Real Nice! I was looking at that model Hard before Craig hooked me up. Great reviews and come from a reputable company. Best of Luck with it...JJ


----------



## go4abliss (Jan 1, 2013)

Your right Dave sockeye is very good tasting stuff, plus theyre just the right size to fit the grill. The meat is so red, then a sliver or chinook.


----------



## pgsmoker64 (Jan 1, 2013)

Awesome piece of equipment Dave, you lucky rascal!!

Nice looking beef too.

Bill


----------



## daveomak (Jan 1, 2013)

Chef JimmyJ said:


> Real Nice! I was looking at that model Hard before Craig hooked me up. Great reviews and come from a reputable company. Best of Luck with it...JJ


Thanks JJ.....


GO4ABLISS said:


> Your right Dave sockeye is very good tasting stuff, plus theyre just the right size to fit the grill. The meat is so red, then a sliver or chinook.
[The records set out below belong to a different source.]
PR #2201, opened 2025-05-12
Whisper static pipeline: fix for fp8 models

eshiryae:
Fixes transformation passes for fp8 model as it has additional FakeConvert layer for input key tensors.

Ticket: 166064


dmatveev:
Let's merge it!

Bliss, I still eat the other 4 species.... Oily white King is probably my favorite fish.... 


PGSmoker64 said:


> Awesome piece of equipment Dave, you lucky rascal!!
> 
> Nice looking beef too.
> 
> Bill


Thanks Bill...  the beef was on American Dips last night.... Thinly sliced, it beat pulling big hunks from the sammie....


----------



## njfoses (Feb 8, 2013)

I purchased this same slicer a month or so ago and used it tonight for the first time to slice up some cold smoked bacon.  I have to admit i am fairly disappointed.  I was using the smooth edge blade i purchased.  It may be my technique but the pork slab seems to always ride up the blade at the end or almost shoot off the end of the slicer completely.  The slabs were cut in half so they were more manageable and slightly frozen.  I had to constantly re-position or turn the slab as well.  There was also a strip of meat that would be left on the bottom of the slab.  I ended up finishing up with a knife as i was frustrated and the slices looked like scraps.


----------



## toby bryant (Feb 8, 2013)

njfoses said:


> I purchased this same slicer a month or so ago and used it tonight for the first time to slice up some cold smoked bacon.  I have to admit i am fairly disappointed.  I was using the smooth edge blade i purchased.  It may be my technique but the pork slab seems to always ride up the blade at the end or almost shoot off the end of the slicer completely.  The slabs were cut in half so they were more manageable and slightly frozen.  I had to constantly re-position or turn the slab as well.  There was also a strip of meat that would be left on the bottom of the slab.  I ended up finishing up with a knife as i was frustrated and the slices looked like scraps.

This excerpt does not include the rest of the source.